The new Desiro City trains will significantly increase the amount of space for passengers and improve on-board facilities. They feature state-of-the-art technology, are lighter than existing fleets and are much more energy-efficient. The trains also feature a light and airy, air-conditioned environment, better on-board train information systems and free passenger Wi-Fi. They also have ‘open gangways’ meaning passengers can both see through and walk the length of the train much more easily.

The new trains will boost capacity for SWT passengers, allowing more than 18,000 extra passengers to travel in and out of London Waterloo during the busiest times of the day. When they are introduced, it will enable other existing SWT trains to be moved to other parts of the network – thus increasing capacity on other key routes.
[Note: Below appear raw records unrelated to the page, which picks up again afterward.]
PR #62, opened 2024-09-26
file_indices: Fix issue getting the indices from a file

psaiz:
record_view: Fixed issue on how to access the file_indices of a record.

### DIFF
--- a/cernopendata/modules/records/utils.py
+++ b/cernopendata/modules/records/utils.py
@@ -48,8 +48,8 @@ import re
 def get_file_index(pid, record, file_index, **kwargs):
     """Return the list of entries."""
     entry_name = file_index.replace(".txt", ".json")
-    file_indices = record.get("_file_indices", [])
-    for entry in file_indices:
+
+    for entry in record.file_indices:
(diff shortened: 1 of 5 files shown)


cernopendata/modules/records/utils.py
```diff
@@ -162,8 +162,8 @@ def record_file_page(pid, record, page=1, **kwargs):
     except Exception:
         items_per_page = 5
 
-    _files = record.files
-    index_files = record._file_indices
+    _files = record.get("files", [])
```
zzacharo, line 165: I think the problem is https://github.com/cernopendata/cernopendata-portal/blob/853b55af0554605913fa1005afc56142a9ed2ba6/cernopendata/config.py#L205 we should point to the new API class i.e. [RecordFilesWithIndex](https://github.com/cernopendata/cernopendata-portal/blob/853b55af0554605913fa1005afc56142a9ed2ba6/cernopendata/api.py#L47)

psaiz: Thanks!  Let me check that

zzacharo (approved):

What the First-MTR franchise is going to add to an already tight service is as yet unknown, but I look forward to learning more about their plans in the coming weeks and to being able to pass that on to you. Their approach appears to be that they will lease new trains – apparently un-built at this time – at a lower cost than that of the Desiros currently being built.

franchise

The main body of the Class 707 Desiro City train in assembly (copyright: Siemens)

Comments

In view of this unusual state of affairs I contacted Siemens to see if the rolling stock was capable of being modified for use on other parts of the national network. They told me – and I quote: “The Class 707 is being delivered as 25kV AC capable, fitted with all the wiring and cabling required for 25kV AC operation fitted to all 30 units, but with the major AC specific equipment not fitted (pantograph, transformer etc.). 
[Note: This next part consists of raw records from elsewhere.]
PR #82, opened 2024-11-14
Option to exclude experiments from view

Biscgit:


Biscgit:
Tests should now also be done :+1:

psaiz (approved):

PR #93, opened 2024-11-27
File box

psaiz:
Closes https://github.com/cernopendata/opendata.cern.ch/issues/3600

### DIFF
--- a/cernopendata/modules/theme/assets/semantic-ui/js/records/FilesBoxApp.js
+++ b/cernopendata/modules/theme/assets/semantic-ui/js/records/FilesBoxApp.js
@@ -69,7 +69,7 @@ const FilesBoxApp = () => {
     <>
       {items.total > 0 && (
         <>
-          <h3>{title}</h3>
+          <h2>{title}</h2>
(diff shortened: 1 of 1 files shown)


Biscgit (approved):
Looking good :+1:

cernopendata/modules/theme/assets/semantic-ui/js/records/FilesBoxApp.js
```diff
@@ -69,7 +69,7 @@ const FilesBoxApp = () => {
     <>
       {items.total > 0 && (
         <>
-          <h3>{title}</h3>
+          <h2>{title}</h2>
```
zzacharo, line 72: Is this change just intended to increase the font size? Maybe we can evaluate some CSS to do that? I am not sure from a11y point of view if `h2` is recommended in this case...

psaiz: The goal was to make it consistent with the other sections of that page, which are h2:
BEFORE:
Screenshot 2024-11-29 at 10 09 10
AFTER:
Screenshot 2024-11-29 at 10 09 54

“Type testing has been completed in both AC and DC modes and the first two units (707001 and 707002) were transported to the UK in dual voltage configuration so that any UK testing could be completed in AC mode where required. Once it is confirmed that no further AC testing is required, these two units will have the major AC components removed and they will be handed over as DC only. 
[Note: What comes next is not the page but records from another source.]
PR #102, opened 2024-11-29
Security fixes

Biscgit:
Fixed a critical and a few high vulnerabilities affecting build and a test.

### DIFF
--- a/.github/workflows/ci.yml
+++ b/.github/workflows/ci.yml
@@ -108,14 +108,6 @@ jobs:
       - name: Checkout
         uses: actions/checkout@v2
 
-      # - name: Setup node
-      #   uses: actions/setup-node@v1
-      #   with:
-      #     node-version: "14"
-
-      # - name: Install Node dependencies
-      #   run: npm install -g jsonlint
-
       - name: Check fixtures
         run: ./run-tests.sh --check-fixtures
 
--- a/.github/workflows/ci.yml
+++ b/.github/workflows/ci.yml
@@ -108,13 +108,13 @@ jobs:
       - name: Checkout
         uses: actions/checkout@v2
 
-      - name: Setup node
-        uses: actions/setup-node@v1
-        with:
-          node-version: "14"
+      # - name: Setup node
+      #   uses: actions/setup-node@v1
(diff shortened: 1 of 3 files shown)


.github/workflows/ci.yml
```diff
@@ -108,13 +108,13 @@ jobs:
...
-          node-version: "14"
+      # - name: Setup node
+      #   uses: actions/setup-node@v1
+      #   with:
+      #     node-version: "14"
 
-      - name: Install Node dependencies
-        run: npm install -g jsonlint
+      # - name: Install Node dependencies
+      #   run: npm install -g jsonlint
```
psaiz, line 117: Would. you mind removing the lines instead of commenting them out?

Dockerfile
```diff
@@ -45,8 +46,8 @@ RUN echo "Will install xrootd version: $XROOTD_VERSION (latest if empty)" && \
     yum install -y xrootd-"$XROOTD_VERSION" python3-xrootd-"$XROOTD_VERSION" && \
     yum clean -y all
 
-RUN pip uninstall pipenv -y && pip install --no-cache-dir --upgrade pip==20.2.4 setuptools==68.2.2 wheel==0.36.2 && \
-    npm install -g --unsafe-perm node-sass@6.0.1 clean-css@3.4.24 requirejs@2.3.6 uglify-js@3.12.1 jsonlint@1.6.3 d3@6.3.1 \
+RUN pip uninstall pipenv -y && pip install --no-cache-dir --upgrade pip==24.3.1 setuptools==70.0.0 wheel==0.45.1 && \
```
psaiz, line 49: I like that we are going for newer versions. Are those the latest available? If so, would it make sense to change it to require `=>` instead of `==`?

Biscgit: `pip` and `wheel` are the latest right now, I cannot set the version of `setuptools` to `71.0.0 or higher` because of other issues during the build (latest there is `75.6.0`)

Biscgit: Also, I just fixed that, but the dockerfile-linter does not appreciate the command like this

psaiz (approved):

“We have secured full homologation for the Class 707 in DC only and dual voltage configurations and we have already received the ORR ‘Authority for putting into passenger service’ valid for both DC and AC operation.”

So it appears that the rolling stock could be converted for use on other lines, but at what cost? And would the SWT seating layout suit other operators, as this stock is used for relatively short distance operations?

When asked for a comment on the new franchise, leasing company, Angel Trains, responded as such: “Angel Trains have been in discussion with Stagecoach and First Group. First MTR South Western Trains Ltd have been announced as preferred bidder and we are currently in a standstill period, and therefore cannot give any specific information about the negotiations.”

One response to “What will the new franchise mean for South West Trains?”

  1. Paul says:

    As I understand it, all new DC third rail rolling stock ordered for the UK must be easily convertible to 25KV overhead AC operation. This is a DfT rule to ensure future flexibility in situations such as this.

    Contrary to much of the media hyperbole, these trains will not be “scrapped” – if First/MTR stick with the plan to phase them out, which is by no means a certainty, they will easily find gainful operation elsewhere, though the leasing company is likely to take a small hit on the AC installation and interior refurb.

    Nevertheless they will have to offer the trains at competitive leases to other operators, no operator is going to pay more for these than other trains and Angel will be keen to recoup some of their investment – and we should remember that these trains have been paid for by a private leasing company, and not the taxpayer. The net effect for passengers is thus likely to be more trains in service somewhere, not higher fares.